* **YOUR INSTRUCTIONS**: Your answer should hold each line of the material that contains the word "paint".

((

PR #493, opened 2016-12-05
Disassembly paint rewrite

AaronOpfer:
So I rewrote the disassembler paint event. My rewrite of the paint event code is somewhat opinionated but I think it might be better. Its structure lets us perform more high-level analysis when painting stuff (we can look at all of the disassembled instructions at once during one render pass) which might be useful if we decide to start painting more details someday.

To test my changes I inserted QElapsedTimer into the paintEvent and judged the elapsed time. My changeset doesn't result in an amazing speedup when analysis isn't working (maybe 6ms instead of 7ms? nothing amazing), but after analysis, in my massive debuggee binary, my paint times go from ~500ms to 6ms! I did this by adding a new method to the Analyzer which returns all functions that exist between a particular range of addresses, and then changing FunctionMap from a QHash into a QMap and then using funcs.lowerBound(startAddress-4096) to skip lots of irrelevant functions from iteration. This doesn't seem to have a significant impact on analysis times.

I also made some really minor tweaks which I can reverse if we don't want them:
 * I fixed several instances of strings not being clipped because we didn't use Qt's "width" argument to drawText correctly. such as...
 * Fixed address writing over line1; now will properly clip. (I did this before realizing @eteran made a workaround; I triggered it by changing font size in settings). Removed minimum size of line1 so that users an how hide addresses if they want to since they clip correctly now.
 * Added a red arrow icon for when EIP is on a breakpoint.
 * Render one extra line past the end of the window
 * Fixed the instruction bytes drawing so that it will no longer paint over line3 (clips correctly), and also slightly increased its minimum size so that it will always at least display ellipsis.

))

* **THE COMPLETED TASK**:
Disassembly paint rewrite
So I rewrote the disassembler paint event. My rewrite of the paint event code is somewhat opinionated but I think it might be better. Its structure lets us perform more high-level analysis when painting stuff (we can look at all of the disassembled instructions at once during one render pass) which might be useful if we decide to start painting more details someday.
To test my changes I inserted QElapsedTimer into the paintEvent and judged the elapsed time. My changeset doesn't result in an amazing speedup when analysis isn't working (maybe 6ms instead of 7ms? nothing amazing), but after analysis, in my massive debuggee binary, my paint times go from ~500ms to 6ms! I did this by adding a new method to the Analyzer which returns all functions that exist between a particular range of addresses, and then changing FunctionMap from a QHash into a QMap and then using funcs.lowerBound(startAddress-4096) to skip lots of irrelevant functions from iteration. This doesn't seem to have a significant impact on analysis times.
 * Fixed the instruction bytes drawing so that it will no longer paint over line3 (clips correctly), and also slightly increased its minimum size so that it will always at least display ellipsis.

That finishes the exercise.